Most people don’t know their vitamin D level

But the big problem is that most people with diabetes don’t know what their blood level of Vitamin D is (technically known as 25(OH)D or 25-hydroxyvitamin D). In the 21 years since a doctor told me that I have type 2 diabetes, no doctor ever checked my level until a few years ago when I specifically asked for it. But I often get it checked at GrassRoots Health, and last month they told me that my level was 69 ng/ml, essentially the same level as the lab test my doctor had ordered earlier. Since I take 5,000 IU of vitamin D3 daily, I wasn’t surprised.

A low level of vitamin D is a “Fairly new topic of interest in pain,” the Vanderbilt University Medical Center wrote in 2009. A review article in Pain on “Vitamin D and chronic pain” had just found that we needed better evidence to conclude that vitamin D is relevant.

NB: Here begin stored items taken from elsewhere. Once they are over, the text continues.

PR #232, opened 2021-01-17
Rename `TensorProduct` and implement `TensorCore.tensor`

devmotion:
This PR renames `TensorProduct` to `KernelTensorProduct` (analogously to `KernelSum` and `KernelProduct`) and implements and exports `TensorCore.tensor === TensorCore.:⊗` for tensor product kernels (similar to the overloads for `KernelSum` and `KernelProduct`).

IMO the name `TensorProduct` is too generic to be owned and exported by KernelFunctions. The overload is nice to have, I think, especially with the more verbose `KernelTensorProduct`. [TensorCore](https://github.com/JuliaMath/TensorCore.jl) is a lightweight package that contains default implementations for tensor operations. Originally, the code was merged in https://github.com/JuliaLang/julia/pull/35150 which was later reverted in https://github.com/JuliaLang/julia/pull/35744 and moved to its own package. It seems other packages with tensor operations such as Kronecker.jl should also overload `TensorCore.tensor` or rename their functions if they are type piracy to avoid conflicts.


docs/make.jl
```diff
@@ -23,6 +28,8 @@ makedocs(;
         "Custom Kernels" => "create_kernel.md",
         "API" => "api.md",
     ],
+    strict=true,
+    checkdocs=:exports,
```
devmotion, line 32: Initially, there was an error in the implementation of the doctests but tests did not fail. This setting ensures that failing doctests, broken links, and docstrings of exported functions that are not included in the documentation will cause the build to fail. This required some additional fixes.

docs/src/api.md
```diff
@@ -74,7 +83,6 @@ kernelmatrix!
 kerneldiagmatrix
 kerneldiagmatrix!
 kernelpdmat
-kernelkronmat
```
devmotion, line 77: There is no docstring for `kernelkronmat`, therefore the build failed even after loading Kronecker.jl. I removed it for now.

docs/src/userguide.md
```diff
@@ -52,7 +52,7 @@ To evaluate the kernel function on two vectors you simply call the kernel object
 ## Creating a kernel matrix
 
 Kernel matrices can be created via the `kernelmatrix` function or `kerneldiagmatrix` for only the diagonal.
-An important argument to give is the data layout of the input `obsdim`. It specifies whether the number of observed data points is along the first dimension (`obsdim=1`, i.e. the matrix shape is number of samples times number of features) or along the second dimension (`obsdim=2`, i.e. the matrix shape is number of features times number of samples), similarly to [Distances.jl](https://github.com/JuliaStats/Distances.jl). If not given explicitly, `obsdim` defaults to [`defaultobs`](@ref).
+An important argument to give is the data layout of the input `obsdim`. It specifies whether the number of observed data points is along the first dimension (`obsdim=1`, i.e. the matrix shape is number of samples times number of features) or along the second dimension (`obsdim=2`, i.e. the matrix shape is number of features times number of samples), similarly to [Distances.jl](https://github.com/JuliaStats/Distances.jl). If not given explicitly, `obsdim` defaults to `2`.
```
devmotion, line 55: The link [`defaultobs`](@ref) was broken. There exists no docstring for `defaultobs` either, so I just changed it to `2`.

src/kernels/kerneltensorproduct.jl
```diff
@@ -0,0 +1,145 @@
+"""
```
devmotion, line 1: I only changed `TensorProduct` to `KernelTensorProduct` and added a new docstring. I renamed the file in a separate PR but somehow, in contrast to the tests, Github does not display the changes nicely.

src/matrix/kernelkroneckermat.jl
```diff
@@ -1,19 +1,19 @@
...
+    return Kronecker.kronecker(k, dims)
 end
 
 function kernelkronmat(
     κ::Kernel, X::AbstractVector{<:AbstractVector}; obsdim::Int=defaultobs
 )
     @assert iskroncompatible(κ) "The chosen kernel is not compatible for Kronecker matrices"
     Ks = kernelmatrix.(κ, X)
-    return K = reduce(⊗, Ks)
+    return K = reduce(Kronecker.:⊗, Ks)
```
devmotion, line 16: Since Kronecker does not implement `TensorCore.:⊗` but instead exports its own function `Kronecker.:⊗`, only the module is imported and `Kronecker.:⊗` and `Kronecker.kronecker` are called explicitly.

src/utils.jl
```diff
@@ -1,5 +1,3 @@
-hadamard(x, y) = x .* y
```
devmotion, line 1: TensorCore contains an implementation of `hadamard`.

test/kernels/kernelproduct.jl
```diff
@@ -1,43 +1,18 @@
...
-    @test (KernelProduct((k1, k2)) * k3).kernels == (k1, k2, k3)
-    @test (k3 * KernelProduct((k1, k2))).kernels == (k3, k1, k2)
 
     # Standardised tests.
     TestUtils.test_interface(k, Float64)
     test_ADs(
-        x -> SqExponentialKernel() * LinearKernel(; c=x[1]),
-        rand(1);
-        ADs=[:ForwardDiff, :ReverseDiff, :Zygote],
+        x -> KernelProduct(SqExponentialKernel(), LinearKernel(; c=exp(x[1]))), rand(1)
```
devmotion, line 15: It seems AD errors are fixed by enforcing non-negativity of the constant offset. Same below for `KernelSum` and `KernelTensorProduct`.

test/kernels/overloads.jl
```diff
@@ -0,0 +1,36 @@
+@testset "overloads" begin
```
devmotion, line 1: Consistent with the current test setup, I created a separate file that tests only the implementations of `+`, `*`, and `⊗`.

test/runtests.jl
```diff
@@ -1,7 +1,7 @@
 using KernelFunctions
 using AxisArrays
 using Distances
-using Kronecker
+using Kronecker: Kronecker
```
devmotion, line 4: Again this avoids conflicts between `Kronecker.:⊗` and `TensorCore.:⊗` while still loading `kernelkronmat`.

docs/src/userguide.md
theogf, line 55: Maybe we can add some details if your data is not in a matrix format?

src/kernels/overloads.jl
```diff
@@ -0,0 +1,22 @@
+for (M, op, T) in (
+    (:Base, :+, :KernelSum),
+    (:Base, :*, :KernelProduct),
+    (:TensorCore, :tensor, :KernelTensorProduct),
+)
+    @eval begin
+        $M.$op(k1::Kernel, k2::Kernel) = $T(k1, k2)
+
+        $M.$op(k1::$T, k2::$T) = $T(k1.kernels..., k2.kernels...)
```
theogf, line 9: The default behavior is/was that if we have one kernel `<:Tuple` and one kernel `<:AbstractVector`, one will get a  `<:Tuple`. Is it really a sensible choice?

docs/src/userguide.md
devmotion: I would like to avoid any additional unrelated changes in this PR. I think it would be best to address https://github.com/JuliaGaussianProcesses/KernelFunctions.jl/issues/163 and in particular https://github.com/JuliaGaussianProcesses/KernelFunctions.jl/issues/163#issuecomment-756693126 in a separate PR.

src/matrix/kernelkroneckermat.jl
st--: I'd think it'd be helpful to add your PR comment directly as a comment to the code (presumably if at some point Kronecker would reuse TensorCore's definitions, this ought to be changed?).

src/kernels/overloads.jl
devmotion: The nice thing about this default is that you don't end up with abstract types unexpectedly but, of course, it might not be friendly to the compiler. I haven't seen any instances of it in our examples and tests, so I am not sure how often such a combination happens in practice.

src/matrix/kernelkroneckermat.jl
```diff
@@ -1,19 +1,19 @@
-using .Kronecker
+using .Kronecker: Kronecker
```
devmotion, line 1:
```suggestion
# Since Kronecker does not implement `TensorCore.:⊗` but instead exports its own function
# `Kronecker.:⊗`, only the module is imported and Kronecker.:⊗ and Kronecker.kronecker are
# called explicitly.
using .Kronecker: Kronecker
```

src/matrix/kernelkroneckermat.jl
devmotion: I added a comment :+1:

devmotion:
AD errors on Julia 1.3 are caused by `GaborKernel` and seem unrelated.

test/runtests.jl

Pain was significantly less in the treatment group

A new study provides some of the evidence that we needed. Published online and not yet assigned to an issue of Medical Principles and Practice, the study is “Prospective Evaluation of the Effect of Short-Term Oral Vitamin D Supplementation on Peripheral Neuropathy in Type 2 Diabetes Mellitus.” A research team from Kuwait sequentially assigned 57 people with both type 2 diabetes and diabetic peripheral neuropathy to a treatment group, matching them with 55 similar people in a placebo group.

The treatment group took a capsule that contained 50,000 IU of Vitamin D3 once a week for eight weeks, while the placebo group got a starch capsule. Using the Neuropathy Symptom Score, a standardized measure, the reduction was “significantly greater in the treatment group than in the placebo group.”

What vitamin D level is best?

The researchers for this study defined vitamin D deficiency as a serum 25(OH)D concentration of  less than 50 nmol/ml, which is equivalent to less than 20 ng/ml. This is less than the 30 ng/ml in a Diabetic Medicine study that found 81 percent of American adults with diabetes to have insufficient vitamin D. At the same time, “About 60 to 70 percent of people with diabetes have some form of neuropathy,” according to the National Institutes of Health.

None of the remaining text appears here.